I thought a useful redesign would be to keep the Venn theme, but have the repeated structures show the base rate via Isotype like recurring graphs. Some of this is motivated by using such diagrams in interpreting statistics (see this post by David Spieghalter for one example, the work of Gerd Gigenzer is relevant as well). I was not able make a nice set of contained glyphs though. Here is a start of what I am talking about, I just exported the R graph into Inkscape and superimposed a bunch of rectangles.
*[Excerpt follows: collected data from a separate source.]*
PR #92145, opened 2023-09-15
add IO.Ports packaging for linux-musl

### LINKED ISSUE #63187: System.IO.Ports.SerialPort not working on linux-musl-arm64
We've tried to use SerialPort on linux-musl-arm64, but it doesn't work and I think the reason is that it is currently not supported. Is that right?

Do you have plans to add support in the near future?

wfurt:
fixes #63187


wfurt:
Any idea on this @hoyosjs, @ericstj and @ViktorHofer ?  This was attempt to fix  #63187 as we are missing packages but it seems like it is not as easy as I thought.

liu10725:
@wfurt Can you pass a compiled Linux-musl-arm64 "libSystem. IO. Ports. Native. so"? thanks

liu10725:
> @wfurt Can you pass a compiled Linux-musl-arm64 "libSystem. IO. Ports. Native. so"? thanks

Please upload a compiled so

wfurt:
I'm not sure if this is what you want but you can get everything produces by the PR build:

This does not visualize the percentage, but one way to do that would be to color or otherwise distinguish the blocks in a certain way. Also I gave up before I finished the intersecting middle piece, and I would need to make the boxes a bit smaller to be able to squeeze it in. I think this idea could be made to work, but this particular example making the Venn even approximately proportional is impossible, and so sticking with the non-proportional Venn diagram and just saying it is not proportional is maybe less likely to be misleading.
I think the idea of using Isotype like repeated structures though could be a generally good idea. Even when the circles can be made to have the areas of the intersection exact, it is still hard to visually gauge the size of circles (rectangles are easier). So the multiple repeated pixels may be more useful anyway, and putting them inside of the circles still allows the arbitrary collapsing of different intersections while still being able to approximately gauge base rates.